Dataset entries
• • • • •
PR #2951, opened 2020-03-12
Clean up warnings from VRBrowserActivity

bluemarvin:


app/src/common/shared/org/mozilla/vrbrowser/VRBrowserActivity.java
```diff
@@ -1468,7 +1471,7 @@ public boolean canOpenNewWindow() {
     }
 
     @Override
-    public void openNewWindow(String uri) {
+    public void openNewWindow(@NonNull String uri) {
```
keianhzo: This is being called from https://github.com/MozillaReality/FirefoxReality/blob/2516a84dcc5b425a9178dc3f441938ce57e8d2b6/app/src/common/shared/org/mozilla/vrbrowser/ui/widgets/menus/ContextMenuWidget.java#L84 with a `Nullable `string.

app/src/common/shared/org/mozilla/vrbrowser/VRBrowserActivity.java
```diff
@@ -1227,36 +1230,36 @@ public void updateVisibleWidgets() {
...
     @Override
-    public void startWidgetResize(final Widget aWidget, float aMaxWidth, float aMaxHeight, float minWidth, float minHeight) {
+    public void startWidgetResize(@NonNull final Widget aWidget, float aMaxWidth, float aMaxHeight, float minWidth, float minHeight) {
         mWindows.enterResizeMode();
         queueRunnable(() -> startWidgetResizeNative(aWidget.getHandle(), aMaxWidth, aMaxHeight, minWidth, minHeight));
     }
 
     @Override
-    public void finishWidgetResize(final Widget aWidget) {
+    public void finishWidgetResize(@NonNull final Widget aWidget) {
```
keianhzo: Should never be null but could potentially be null when called from: https://github.com/MozillaReality/FirefoxReality/blob/2516a84dcc5b425a9178dc3f441938ce57e8d2b6/app/src/common/shared/org/mozilla/vrbrowser/ui/widgets/NavigationBarWidget.java#L985

app/src/common/shared/org/mozilla/vrbrowser/VRBrowserActivity.java
```diff
@@ -1227,36 +1230,36 @@ public void updateVisibleWidgets() {
     }
 
     @Override
-    public void startWidgetResize(final Widget aWidget, float aMaxWidth, float aMaxHeight, float minWidth, float minHeight) {
+    public void startWidgetResize(@NonNull final Widget aWidget, float aMaxWidth, float aMaxHeight, float minWidth, float minHeight) {
```
keianhzo: Should never be null but could potentially be null when called from:
https://github.com/MozillaReality/FirefoxReality/blob/2516a84dcc5b425a9178dc3f441938ce57e8d2b6/app/src/common/shared/org/mozilla/vrbrowser/ui/widgets/NavigationBarWidget.java#L985

app/src/common/shared/org/mozilla/vrbrowser/VRBrowserActivity.java
```diff
@@ -1169,7 +1172,7 @@ public void addWidget(Widget aWidget) {
     }
 
     @Override
-    public void updateWidget(final Widget aWidget) {
+    public void updateWidget(@NonNull final Widget aWidget) {
```
keianhzo: I don't think we can guarantee that `aWidget `will never be null.

app/src/common/shared/org/mozilla/vrbrowser/VRBrowserActivity.java
bluemarvin: All of the `@NonNull` additions were because the base class has it set. So we either need to fix the base class or fix our usage of it.

app/src/common/shared/org/mozilla/vrbrowser/VRBrowserActivity.java
bluemarvin: Again, base class has it set to `@NonNull`

app/src/common/shared/org/mozilla/vrbrowser/VRBrowserActivity.java
bluemarvin: Then we need to fix the base class.

app/src/common/shared/org/mozilla/vrbrowser/VRBrowserActivity.java
bluemarvin: We need need to fix the base class the.

keianhzo:
I'd update the base class too and add the null checks. For what I've seen in all those cases there are chances that the parameter is null.

bluemarvin:
Okay, I try and look at this when I have more time.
• • • • •
=== Work required ===
Say only the number of lines of the data above in which the string "finishWidgetResize" occurs.

=== Response to the task ===
2